Dan Hayon

Born in 1947 in Bucharest, Dan Hayon left Romania in 1972 after studying at the Academy of Fine Arts. He has lived in Paris since 1992.
From time to time, he exhibits his photos in the U.K., in France and in Romania.

In 2006, the Romanian Cultural Institute in Paris held
a retrospective exhibition of his work.
In 2009, a second retrospective was organised in Romania under the auspices of the Institut Français in Bucharest. Many of his photos are held in private collections.
Several magazines have published interviews with him.




My photos are quantum particles.

Those which were made fifty years ago were, at the same time, taken yesterday.
Those which were taken in Romania were, at the same time, made in other countries.

They belong to me but, at the same time, are no longer mine. They are small but, at the same time, larger than their frames.

And me, then, who am I?

I am a poor-sighted observer who is constantly searching, in a dark room, for Schrödinger’s black cat, whilst other photographers have already found her.





Waiting for Hayon

And for what do we wait?

Perhaps for the light of reason to coruscate from
the crepuscular universe of his singular imagination. Or perhaps for a message of immutable verity to rise from the chiaroscuro depths of his private world.

But we can all call on pretty words and let them swirl upwards like scented smoke. We will wait in vain if we think that the place occupied by these pictures will open to us through the use of words.

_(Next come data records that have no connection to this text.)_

PR #2740, opened 2023-01-31
Improve useFetchAllFavoritedTracks fetch

dylanjeffers:
### Description

Uses new api that has a limit of 1000, so we dont need to loop. not sure if we need to do the data munging part with with the decodeHashId?

### DIFF
--- a/packages/mobile/src/hooks/useFetchAllFavoritedTracks.ts
+++ b/packages/mobile/src/hooks/useFetchAllFavoritedTracks.ts
@@ -1,6 +1,6 @@
 import { useMemo } from 'react'
 
-import type { APIFavorite, ID } from '@audius/common'
+import type { APIFavorite } from '@audius/common'
 import {
   decodeHashId,
   encodeHashId,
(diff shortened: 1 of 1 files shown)


packages/mobile/src/hooks/useFetchAllFavoritedTracks.ts
```diff
@@ -18,36 +18,31 @@ const { getLocalSaves } = savedPageSelectors
...
-        offset
-      }
-    )
-    const { data: result } = await fetch(url).then((response) =>
-      response.json()
-    )
+  const url = apiClient.makeUrl(
+    `/users/${encodeHashId(currentUserId)}/favorites`,
+    {
+      user_id: currentUserId
```
raymondjacobson, line 33: I think we need to specify limit=10000 here

packages/mobile/src/hooks/useFetchAllFavoritedTracks.ts
```diff
@@ -18,36 +18,32 @@ const { getLocalSaves } = savedPageSelectors
...
-          trackId: decodeHashId(trackSave.favorite_item_id),
-          favoriteCreatedAt: trackSave.created_at
-        }))
-    )
-  }
-  return tracksAndTimestamps
+  return result
+    .filter((trackSave) => trackSave.favorite_type === 'SaveType.track')
+    .map((trackSave: APIFavorite) => ({
+      trackId: decodeHashId(trackSave.favorite_item_id) as number,
```
amendelsohn, line 44: yeah, I think we still need this

packages/mobile/src/hooks/useFetchAllFavoritedTracks.ts
```diff
@@ -18,36 +18,32 @@ const { getLocalSaves } = savedPageSelectors
...
+    created_at: string
+  }[]
+}
+
 export const fetchAllFavoritedTracks = async (currentUserId: number) => {
-  let tracksAndTimestamps: { trackId: ID; favoriteCreatedAt: string }[] = []
-  let loadMore = true
-  let offset = 0
-  // TODO: store results in state to avoid duplicate fetching
-  while (loadMore) {
```
amendelsohn, line 26: I assume we're okay with a hard cap of 10k downloaded favorites? We could keep the while loop but it won't come up much

sliptype (approved):

amendelsohn (approved):

packages/mobile/src/hooks/useFetchAllFavoritedTracks.ts
dylanjeffers: yeah i think lets just cap it!

PR #2751, opened 2023-02-01
[C-1987][C-1936][C-2009] Queue for collection downloads

amendelsohn:
### Description

Changes:
1. Queue for collections download
2. Added download status for collections
3. Collection tracks process in order one by one
4. Separated DownloadStatusIndicator into Collection vs Tracks components
5. Fixed tracks list skeleton count for collection details page
6. Cleaned up selectors for offline mode
7. Added new queued state to collection header

Notable change is the decision to include a component-specific selector in CollectionDownloadStatusIndicator.

### Dragons

Nope


packages/mobile/src/services/offline-downloader/offline-download-queue.ts
```diff
@@ -79,13 +138,52 @@ export const startDownloadWorker = async () => {
...
+}
+
 export const cancelQueuedDownloads = async (
   payloadsToCancel: TrackDownloadWorkerPayload[]
 ) => {
   const payloadsToCancelById = groupBy(
     payloadsToCancel,
     (payload) => payload.trackId
   )
+  queue.stop()
```
raymondjacobson, line 186: why move this up? just to make sure we don't accidentally push something in after we've canceled?

packages/mobile/src/services/offline-downloader/offline-downloader.ts
```diff
@@ -102,74 +100,102 @@ export const downloadAllFavorites = async () => {
...
+  const collectionFromApi = (
+    await apiClient.getPlaylist({
+      playlistId: collectionId,
+      currentUserId
+    })
+  )[0]
+
+  if (!collectionFromApi) {
+    throw failJob(
+      `collection to download not found on discovery - ${collectionFromApi}`
```
raymondjacobson, line 167: heads up, i am working on a PR to throw custom typed error messages here, so we can do different things on different kinds of errors

packages/mobile/src/store/offline-downloads/slice.ts
```diff
@@ -124,19 +156,24 @@ const slice = createSlice({
 })
 
 export const {
+  // TODO: don't name these the same thing
```
raymondjacobson, line 159: wdym?

raymondjacobson (approved):
🏆

packages/mobile/src/services/offline-downloader/offline-download-queue.ts
```diff
@@ -79,13 +138,52 @@ export const startDownloadWorker = async () => {
   queue.start()
 }
 
+export const cancelQueuedCollectionDownloads = async (
```
raymondjacobson, line 141: is this called anywhere?

packages/mobile/src/hooks/useLoadOfflineTracks.ts
```diff
@@ -57,11 +58,16 @@ export const useLoadOfflineData = () => {
     for (const collectionId of offlineCollections) {
       try {
         if (collectionId === DOWNLOAD_REASON_FAVORITES) {
-          dispatch(addCollection({ collectionId, isFavoritesDownload: false }))
+          dispatch(
+            completeCollectionDownload({
+              collectionId,
+              isFavoritesDownload: false
```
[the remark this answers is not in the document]
amendelsohn: this is a special case because the favorites collection itself is not a collection within favorites, so we track it at the top level with collections that were individually marked for download. Kinda confusing though =\ Adding a comment at least

packages/mobile/src/services/offline-downloader/offline-download-queue.ts
amendelsohn: it's so we don't let the workers pick up new jobs while we're deciding which ones to cancel (the inactive ones still in the queue)

packages/mobile/src/store/offline-downloads/slice.ts
amendelsohn: startDownload and batchStartDownload don't actually use the same states. They should be named differently so they don't sound like the single vs batch of the same action.

packages/mobile/src/services/offline-downloader/offline-download-queue.ts
amendelsohn: ooh yep we missed that. Added the call in removeCollectionDownload

PR #2754, opened 2023-02-01
Fix playlist top endpoint with user id

jowlee:
### Description
Updates the client's request to /v1/full/playlists/top to include the encoded user id

NOTE: Pending libs update and version update

### Dragons

### How Has This Been Tested?
Ran against staging and verified that the encoded user_id was a part of the request to the endpoint

### Feature Flags ###

### DIFF
--- a/packages/common/src/services/explore/Explore.ts
+++ b/packages/common/src/services/explore/Explore.ts
@@ -215,7 +215,8 @@ export class Explore {
   async getTopCollections(
     type?: 'playlist' | 'album',
     followeesOnly?: boolean,
-    limit = 20
+    limit = 20,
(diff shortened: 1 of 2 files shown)


audius-infra:
Preview this change https://demo.audius.co/jowlee-fix-top-playlist

dylanjeffers (approved):
looks great. curious of reasoning for this, does it exclude artist that person already follows or something?

jowlee:
> looks great. curious of reasoning for this, does it exclude artist that person already follows or something?

it's just so we can migrate to using the URL params instead of x-header which is a legacy way of passing user id. 
This endpoint was just inconsistent

PR #2756, opened 2023-02-01
[PAY-868] Handle follow and tip send states across

sddioulde:
### Description
Make sure follow / unfollow across app updates premium track access accordingly.
Same for tipping.

This is to show correct locked/unlocking/unlocked states for premium tracks across entire app as user may follow/unfollow or send tip from multiple places in app.

### Dragons

n/a

### How Has This Been Tested?

local dapp v stage

n/a

### Feature Flags ###

existing feature flags

### DIFF
--- a/packages/common/src/store/tipping/slice.ts
+++ b/packages/common/src/store/tipping/slice.ts
@@ -156,6 +156,9 @@ const slice = createSlice({
     },
     setShowTip: (state, action: PayloadAction<{ show: boolean }>) => {
       state.showTip = action.payload.show
+    },
+    refreshTipGatedTracks: (_state, _action: PayloadAction<{ userId: ID }>) => {
+      // triggers saga
     }
   }
 })
@@ -178,7 +181,8 @@ export const {
   fetchRecentTips,
   fetchUserSupporter,
   setTipToDisplay,
-  setShowTip
+  setShowTip,
+  refreshTipGatedTracks
 } = slice.actions
 
 export const actions = slice.actions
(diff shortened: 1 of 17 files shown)


audius-infra:
Preview this change https://demo.audius.co/sd-pc-follow-gate

packages/common/src/store/tipping/slice.ts
```diff
@@ -156,6 +156,9 @@ const slice = createSlice({
     },
     setShowTip: (state, action: PayloadAction<{ show: boolean }>) => {
       state.showTip = action.payload.show
+    },
+    refreshTipGatedTracks: (_, __: PayloadAction<{ userId: ID }>) => {
```
rickyrombo, line 160: suuuper nit, but i like to name these `_state` and `_action` for clarity later

packages/web/src/common/store/premiumContent/sagas.ts
```diff
@@ -329,14 +336,102 @@ function* pollPremiumTrack({
...
+  yield* put(updatePremiumTrackStatuses(statusMap))
+
+  const trackIds: ID[] = []
+  const metadatas: { id: ID; metadata: Partial<TrackMetadata> }[] = []
+  Object.keys(statusMap).forEach((trackId) => {
+    const id = parseInt(trackId)
+    trackIds.push(id)
+    metadatas.push({ id, metadata: { premium_content_signature: null } })
+  })
+  yield* put(removePremiumContentSignatures({ trackIds }))
```
rickyrombo, line 419: Feels like it would be easy at some point to introduce a bug by doing one of these actions without the other - I wonder if `removePremiumContentSignature` should have the side-effect of making sure that the cached metadata _also_ removes the premium content signature? Wdyt?

rickyrombo (approved):

dharit-tan (approved):

packages/web/src/common/store/premiumContent/sagas.ts
sddioulde: agreed and handled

Keep, as you look at them, a sense of repeated musical lines in your mind. Hayon himself would admit, if he had a tendency to admitting anything, to having a fondness for serial music. Listen to one theme, look at one picture, it draws you to it or repels you.

If it repels you then walk away. If not then listen to that theme played again, look at another image. The second repeat confirms your interest, draws you closer. You begin to wonder at the third or fourth repeat if your interest will hold.
As the theme builds layer upon layer in your mind, as the image unfolds time and again in your eye, you find yourself hypnotised and transported.

The individual works here are exquisite, the repeated form of their making gives them a symphonic quality which, if you give yourself up to it, will indeed transport you to a world of Hayon’s making.

The odd thing, though, is that once in that world you very soon recognise it as one you know very well but simply don’t notice as much as you could. It doesn’t matter if you see the images with eyes used to looking out at Romanian Streets, Parisian Streets or English Streets. We see the same familiar things. It doesn’t matter that the images appear in books or on screen or in galleries. We see the same familiar things.

Perhaps, it is Hayon who waits, tongue-in-cheek, as the British would have it, for
the rest of us to get the jokes, and the laughs, and the tears, as he plays kiss and tell with the objects he passes each serial day and which his lascivious eye falls in love with.

Fred Chance

Co-Director – PhotoStroud Festival, UK.